Tuan Anh Pham risked everything to escape communism at age 30, trading most of his assets for a spot aboard a fishing boat leaving Vietnam with his young family.
That daring decision would become the first chapter in an American success story. Among the first wave of Vietnamese immigrants in Minnesota, Pham launched a business — Tuan Auto Repair — that has become a staple of St. Paul's Midway area for more than three decades.
Pham, a pillar of the local Vietnamese community, died of cancer at United Hospital in St. Paul on July 22. He was 72.
"He just had this mastery of … building connections and maintaining connections with people," said his daughter Sophia of St. Paul.
Raised in a rural part of South Vietnam, Pham served alongside U.S. troops during the Vietnam War as a mechanic in the special forces of the People's Army of Vietnam.

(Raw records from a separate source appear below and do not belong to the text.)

PR #224, opened 2020-11-27
YUNIKORN-416: Add "applications" REST API to fetch list of applications

manirajv06:
First cut implementation.

### DIFF
--- a/pkg/webservice/handlers.go
+++ b/pkg/webservice/handlers.go
@@ -40,6 +40,7 @@ import (
 	"github.com/apache/incubator-yunikorn-core/pkg/scheduler/objects"
 	"github.com/apache/incubator-yunikorn-core/pkg/webservice/dao"
 	"github.com/apache/incubator-yunikorn-scheduler-interface/lib/go/si"
+
 	"github.com/gorilla/mux"
 )
 
--- a/pkg/webservice/handlers.go
+++ b/pkg/webservice/handlers.go
@@ -40,7 +40,6 @@ import (
 	"github.com/apache/incubator-yunikorn-core/pkg/scheduler/objects"
 	"github.com/apache/incubator-yunikorn-core/pkg/webservice/dao"
 	"github.com/apache/incubator-yunikorn-scheduler-interface/lib/go/si"
-
 	"github.com/gorilla/mux"
 )
 
@@ -662,5 +661,57 @@ func getPartitionNodes(w http.ResponseWriter, r *http.Request) {
 		}
 	} else {
 		buildJSONErrorResponse(w, "Partition not found", http.StatusBadRequest)
+	}
+}
+
+func getQueueApplications(w http.ResponseWriter, r *http.Request) {
+	vars := mux.Vars(r)
+	writeHeaders(w)
+
+	partition, partitionExists := vars["partition"]
+	if !partitionExists {
+		buildJSONErrorResponse(w, "Partition is missing in URL path. Please check the usage documentation", http.StatusBadRequest)
+		return
+	}
+	queueName, queueNameExists := vars["queue"]
+	if !queueNameExists {
+		buildJSONErrorResponse(w, "Queue is missing in URL path. Please check the usage documentation", http.StatusBadRequest)
+		return
+	}
+	queueErr := validateQueue(queueName)
+	if queueErr != nil {
+		buildJSONErrorResponse(w, queueErr.Error(), http.StatusBadRequest)
+		return
+	}
+	if len(vars) != 2 {
+		buildJSONErrorResponse(w, "Incorrect URL path. Please check the usage documentation", http.StatusBadRequest)
+		return
+	}
+	var appExistsInPartition = false
+	var appExistsInQueue = false
+	var appsDao []*dao.ApplicationDAOInfo
+	lists := schedulerContext.GetPartitionMapClone()
+	for _, partitionContext := range lists {
+		if partitionContext.Name == partition {
+			appExistsInPartition = true
+			appList := partitionContext.GetApplications()
+			for _, app := range appList {
+				if strings.EqualFold(queueName, app.GetQueueName()) {
+					appExistsInQueue = true
+					appsDao = append(appsDao, getApplicationJSON(app))
+				}
+			}
+		}
+	}
+	if !appExistsInPartition {
+		buildJSONErrorResponse(w, "Partition not found", http.StatusBadRequest)
+		return
+	}
+	if !appExistsInQueue {
+		buildJSONErrorResponse(w, "Queue not found", http.StatusBadRequest)
+		return
+	}
+	if err := json.NewEncoder(w).Encode(appsDao); err != nil {
+		buildJSONErrorResponse(w, err.Error(), http.StatusInternalServerError)
 	}
 }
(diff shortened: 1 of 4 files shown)


pkg/webservice/handlers.go
```diff
@@ -521,3 +522,49 @@ func updateConfiguration(conf string) (string, error) {
...
+			appList := partition.GetApplications()
+			for _, app := range appList {
+				if strings.EqualFold(queueName, app.GetQueueName()) {
+					queueExists = true
+					appsDao = append(appsDao, getApplicationJSON(app))
+				}
+			}
+		}
+	}
+	if !partitionExists {
```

The Communist government killed several of his siblings, fueling Pham's lifelong passion as a vocal anti-communist, his daughter said.

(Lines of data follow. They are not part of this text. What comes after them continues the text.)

PR #225, opened 2020-12-02
[YUNIKORN-285] change lint sha detection

wilfred-s:
In a branch or PR the CI build has a limited history and often a
detached head. The lint sha detection does not work in all cases.
Adding detached head detection and changing the default reference for
the sha to HEAD^
Bring travis checkout depth inline with the shim.

### DIFF
--- a/Makefile
+++ b/Makefile
@@ -54,11 +54,6 @@ all:
 .PHONY: lint
 # Run lint against the previous commit for PR and branch build
 # In dev setup look at all changes on top of master
-REV := "HEAD^"
-DETACHED := $(findstring "fatal:", $(shell git symbolic-ref HEAD))
-ifndef DETACHED
-REV := "origin/HEAD"
-endif
 lint:
 	@echo "running golangci-lint"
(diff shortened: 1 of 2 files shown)


Makefile
```diff
@@ -52,6 +52,13 @@ all:
 	$(MAKE) -C $(dir $(BASE_DIR)) build
 
 .PHONY: lint
+# Run lint against the previous commit for PR and branch build
+# In dev setup look at all changes on top of master
+REV := "HEAD^"
+DETACHED := $(findstring "fatal:", $(shell git symbolic-ref HEAD))
```
kingamarton, line 58: can `git symbolic-ref` have some fatal messages in case of some other errors than a detached head? I think it would be better to check the return status of `git symbolic-ref`, since it will return 1 if is not a symbolic ref, and 128 for some other errors.

wilfred-s: Simplified the check, it did not work in all cases either...

kingamarton (approved):

PR #226, opened 2020-12-03
YUNIKORN-417: Add "nodes" REST API to fetch list of nodes

manirajv06:
First cut implementation

### DIFF
--- a/pkg/webservice/handlers.go
+++ b/pkg/webservice/handlers.go
@@ -661,6 +661,6 @@ func getPartitionNodes(w http.ResponseWriter, r *http.Request) {
 			buildJSONErrorResponse(w, err.Error(), http.StatusInternalServerError)
 		}
 	} else {
-		buildJSONErrorResponse(w, "Partition not found", http.StatusInternalServerError)
+		buildJSONErrorResponse(w, "Partition not found", http.StatusBadRequest)
 	}
 }
--- a/pkg/webservice/handlers.go
+++ b/pkg/webservice/handlers.go
@@ -637,3 +637,26 @@ func getPartitionQueues(w http.ResponseWriter, r *http.Request) {
 		buildJSONErrorResponse(w, err.Error(), http.StatusInternalServerError)
 	}
 }
+
+func getPartitionNodes(w http.ResponseWriter, r *http.Request) {
+	vars := mux.Vars(r)
+	writeHeaders(w)
+	_, partitionExists := vars["partition"]
+	if len(vars) == 0 || !partitionExists {
+		buildJSONErrorResponse(w, "Mandatory parameters are missing in URL path. Please check the usage documentation", http.StatusBadRequest)
+		return
+	}
+	partition := schedulerContext.GetPartition(vars["partition"])
+	if partition != nil {
+		var nodesDao []*dao.NodeDAOInfo
+		for _, node := range partition.GetNodes() {
+			nodeDao := getNodeJSON(node)
+			nodesDao = append(nodesDao, nodeDao)
+		}
+		if err := json.NewEncoder(w).Encode(nodesDao); err != nil {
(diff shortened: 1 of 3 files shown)


pkg/webservice/handlers.go
```diff
@@ -39,6 +39,8 @@ import (
 	"github.com/apache/incubator-yunikorn-core/pkg/scheduler/objects"
 	"github.com/apache/incubator-yunikorn-core/pkg/webservice/dao"
 	"github.com/apache/incubator-yunikorn-scheduler-interface/lib/go/si"
+
+	"github.com/gorilla/mux"
```
kingamarton, line 43: This is licensed under BSD 3-Clause "New" or "Revised" License. I am not very familiar with the licensing aspects. Can you check if it is OK to use this? I think we need to mention this at least in some Notice file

After the fall of Saigon in 1975, Pham operated a transportation service. But oppression by the Communists became too much to bear. Pham and his wife, Net, bartered their family's valuables to secure passage to a refugee camp in Malaysia for themselves and their two young daughters.

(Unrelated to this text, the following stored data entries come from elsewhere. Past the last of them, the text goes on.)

PR #227, opened 2020-12-09
[YUNIKORN-480] root queue max resource update

wilfred-s:
When updating the configuration the root queue max resources should not
be set to the value specified in the config. The root queue represents
the total resources available on the cluster and is updated when nodes
are added removed.
Existing tests in the queue already cover this as part of the test queue
creation. A new test is added to the partition tests to cover the config
update.

### DIFF
--- a/pkg/scheduler/partition_test.go
+++ b/pkg/scheduler/partition_test.go
@@ -1071,6 +1071,7 @@ func TestUpdateRootQueue(t *testing.T) {
 	}
 
 	err = partition.updatePartitionDetails(conf)
+	assert.NilError(t, err, "partition update failed")
 	// resources should not have changed
 	assert.Assert(t, resources.Equals(res, partition.totalPartitionResource), "partition resource not set as expected")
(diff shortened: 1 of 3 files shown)


pkg/scheduler/partition_test.go
```diff
@@ -1042,3 +1042,39 @@ func TestScheduleRemoveReservedAsk(t *testing.T) {
...
+				Queues:    nil,
+			},
+		},
+		PlacementRules: nil,
+		Limits:         nil,
+		Preemption:     configs.PartitionPreemptionConfig{},
+		NodeSortPolicy: configs.NodeSortingPolicy{},
+	}
+
+	err = partition.updatePartitionDetails(conf)
```
kingamarton, line 1073: Please check that the error is nil. Also lint will report an issue for this line I think.

kingamarton (changes requested):

pkg/scheduler/partition_test.go
wilfred-s: added the missing assert

kingamarton (approved):
LGTM, +1. I will merge the changes as soon as as we will have the check result as well.

PR #922, opened 2024-07-26
[YUNIKORN-2712] Missing specific param error for REST API

ryankert01:
### What is this PR for?
Some REST API's throw "missing specific param" kind of errors, but not all. For example, user name is missing. Similarly, all mandatory parameters in other REST API's can follow the same pattern. It is very clear, rather than saying "doesn't exists" kind of error.

Suggestion given in https://github.com/apache/yunikorn-core/pull/905#discussion_r1663068429 can be used as reference for implementation.

### What type of PR is it?
* [ ] - Bug Fix
* [x] - Improvement
* [ ] - Feature
* [ ] - Documentation
* [ ] - Hot Fix
* [ ] - Refactoring

### Todos
* [ ] - Task

### What is the Jira issue?
https://issues.apache.org/jira/browse/YUNIKORN-2712

```
make test
```

### Questions:

### DIFF
--- a/pkg/webservice/handlers.go
+++ b/pkg/webservice/handlers.go
@@ -646,7 +646,7 @@ func getPartitionQueues(w http.ResponseWriter, r *http.Request) {
 	}
 	partitionName, err := byName(vars, "partition")
 	if err != nil {
-		buildJSONErrorResponse(w, MissingParamsName, http.StatusBadRequest)
+		buildJSONErrorResponse(w, err.Error(), http.StatusBadRequest)
 		return
 	}
 	var partitionQueuesDAOInfo dao.PartitionQueueDAOInfo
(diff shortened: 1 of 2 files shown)


pbacsko (changes requested):
Thanks for the patch @ryankert01. The changes introduce new code paths without coverage. 

Please update the unit tests to have proper coverage.

ryankert01:
@pbacsko Thank you pointed that out. Just add some tests to fix the coverage.

wilfred-s:
In PR #530 we removed the missing parameter checks and moved to a simple nil check for the whole params array. We did that because the httprouter will not call the handler unless we have a match in the URL. The nil check is a defence in depth. In normal operation we can never call any of the handler functions without the variables set as the URL matching will fail before that. I think we forgot to clean up the user and group check.

If we can show that a call made via the httprouter, not directly calling the handler in test code, can have missing parameters we should add these checks. If they are always present, with a value or not, we should not add the check and leave it to the handled as a "Not Found" error. 
For this change I would go the other direction: remove specific param checks

ryankert01:
I agree. If httprouter does the deeds, we don't have to do them twice. 
gentle ping @manirajv06 WDYT?

ryankert01:
If there's no further objection until tomorrow, I will close this pr and open a jira to cleanup.

ryankert01:
open Jira on: https://issues.apache.org/jira/browse/YUNIKORN-2793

"It was a classic case of starting literally from nothing," Sophia Pham said.
A Vietnamese refugee in Minnesota sponsored the Phams' move to the United States. They arrived in late 1979, and got settled thanks to the help of a local family affiliated with a Catholic church in St. Paul. Tuan Pham never forgot the generosity of Frank and Lois Wethern, and the families remained close until the Wetherns died.
After fixing cars out of his garage in Merriam Park, Pham opened a repair shop on University Avenue in 1986. Ultan Duggan, who owns a building next door, watched the business steadily grow over the years. Customer appreciation was evident from the notes and thank you cards adorning the walls.
"He had that entrepreneurial spirit that most people in America today would say, 'God, I wish I had some of that,' " Duggan said.
Pham's son, Raks, of Eagan, began helping out at the shop as a teenager and ultimately took over the business. Even after retiring, his father was a frequent presence at the shop.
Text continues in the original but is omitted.